PR #3819, opened 2024-06-24
[New Rule] Entra ID Device Code Auth with Broker Client

terrancedejesus:
## Issues

## Summary
This pull request adds a new rule for Azure related to research published in [Phishing the Phishing Resistant](https://dirkjanm.io/assets/raw/Phishing%20the%20Phishing%20Resistant.pdf) regarding device code authentication flow. 

## Additional Information
* For device code workflow authentication, I added a registered application in Entra ID with the correct permissions granted and then granted those via my admin account
* I also created a client secret for this application, which now had permissions to read Microsoft Graph and Exchange APIs
* Note - Microsoft Graph APIs are a centralized API that are used typically to access data around different Azure services, therefore Exchange messages could be read from Microsoft Graph APIs
* It is also important to note that if a application, confidential or public, are going to use the device code workflow it has to be registered through Entra ID, which also handles the authentication, thus logs should only report this from SignIng logs in Azure which require a P2 license
    * However, I did find that as long as you have activitylogs, `appId` will show this value in `azure.activitylogs.properties` as well which indicates you do may not actually need signinlogs

Screenshot 2024-06-26 at 9 42 54 AM

Screenshot 2024-06-26 at 9 44 52 AM

* The script below was used as a reference to do the device code workflow authentication, modified slightly to include Exchange messages as well -> https://github.com/Azure-Samples/ms-identity-python-devicecodeflow/blob/master/device_flow_sample.py
* The registered application has since been deleted.

**Registered
Screenshot 2024-06-26 at 9 37 52 AM
 Application**

**Script Execution**
Screenshot 2024-06-26 at 9 27 59 AM

**Redirection to Web Login with Device Code**
Screenshot 2024-06-26 at 9 30 32 AM

**Device Code Authentication and Consent**
Screenshot 2024-06-26 at 9 30 48 AM

Screenshot 2024-06-26 at 9 30 53 AM

**Messages and User Information Pulled from Graph APIs**
Screenshot 2024-06-26 at 9 31 15 AM

**Match in Elastic stack**
Screenshot 2024-06-26 at 10 50 41 AM


detection_rules/packaging.py
```diff
@@ -270,8 +270,7 @@ def generate_summary_and_changelog(self, changed_rule_ids, new_rule_ids, removed
             if index_list:
                 indexes.update(index_list)
 
-        letters = ascii_uppercase + ascii_lowercase
-        index_map = {index: letters[i] for i, index in enumerate(sorted(indexes))}
+        index_map = {index: str(i) for i, index in enumerate(sorted(indexes))}
```
terrancedejesus, line 273: Note: This was a bug. `letters` originally was all lower and uppercase letters used for creating an index map, however there is a maximum of 54 here. Thus as we add more indexes, this would threshold would have inevitably been reached and was in this PR.

Rather than use letters, we can just map to integers, making the threshold infinite.

I've ran the `python -m detection_rules dev build-release` command to generate a prebuilt rules package, where this code is touched, and the outcome seems fine. 
Screenshot 2024-06-26 at 11 57 24 AM
Screenshot 2024-06-26 at 11 57 33 AM
Screenshot 2024-06-26 at 11 57 55 AM

@shashank-elastic @eric-forte-elastic can we confirm?

rules/integrations/azure/credential_access_entra_id_device_code_auth_with_broker_client.toml
```diff
@@ -0,0 +1,60 @@
...
+timestamp_override = "event.ingested"
+type = "query"
+
+query = '''
+event.dataset: (azure.signinlogs or azure.activitylogs)
+    and azure.signinlogs.properties.authentication_protocol:deviceCode
+    and azure.signinlogs.properties.conditional_access_audiences.application_id:29d9ed98-a469-4536-ade2-f981bc1d605e
+    or azure.activitylogs.properties.authentication_protocol:deviceCode
+    and azure.activitylogs.properties.appId:29d9ed98-a469-4536-ade2-f981bc1d605e
+    and event.outcome:success
```
imays11, line 44:
```suggestion
event.dataset: (azure.signinlogs or azure.activitylogs)
    and (
    (azure.signinlogs.properties.authentication_protocol:deviceCode
    and azure.signinlogs.properties.conditional_access_audiences.application_id:29d9ed98-a469-4536-ade2-f981bc1d605e)
    or (azure.activitylogs.properties.authentication_protocol:deviceCode
    and azure.activitylogs.properties.appId:29d9ed98-a469-4536-ade2-f981bc1d605e)
    )
    and event.outcome:success
```
do you need to distinguish with parenthesis here?

detection_rules/packaging.py
shashank-elastic: Yes this limit would be hit in current limitation, we had a proposed fix [here](https://github.com/elastic/detection-rules/pull/3826), but am more inclined to using this method of fix as well!

rules/integrations/azure/credential_access_entra_id_device_code_auth_with_broker_client.toml
terrancedejesus: I originally did but it gave a KQL optimization error during unit tests. I've re-factored a bit for this, but also because event.outcome is not generated for activitylogs regarding this authentication and it passes the query optimization unit tests.

Aegrah (approved):

imays11 (approved):

rules/integrations/azure/credential_access_entra_id_device_code_auth_with_broker_client.toml
joe-desimone: +1

shashank-elastic (approved):

eric-forte-elastic (approved):
:green_circle: Manual review, non-ECS Schema update looks good to me! :+1:

Issue #3774, opened 2024-06-11
[FR] Fix index map in packaging.py


slawomirbabicz:
**Is your feature request related to a problem? Please describe.**
The problem arises in the [ packaging.py](https://github.com/elastic/detection-rules/blob/main/detection_rules/packaging.py#L274) file, where there is a check to create an index_map:
```
        letters = ascii_uppercase + ascii_lowercase
        index_map = {index: letters[i] for i, index in enumerate(sorted(indexes))}
```
This implementation will throw an IndexError if the number of indexes exceeds the number of characters in letters (52 characters, uppercase and lowercase). This can lead to issues when the indexes set contains more than 52 unique items.

**Describe the solution you'd like**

> [Work instruction]:
Check the lines above and copy each one that includes "github".

> [Exercise answer]:
* The script below was used as a reference to do the device code workflow authentication, modified slightly to include Exchange messages as well -> https://github.com/Azure-Samples/ms-identity-python-devicecodeflow/blob/master/device_flow_sample.py
shashank-elastic: Yes this limit would be hit in current limitation, we had a proposed fix [here](https://github.com/elastic/detection-rules/pull/3826), but am more inclined to using this method of fix as well!
The problem arises in the [ packaging.py](https://github.com/elastic/detection-rules/blob/main/detection_rules/packaging.py#L274) file, where there is a check to create an index_map:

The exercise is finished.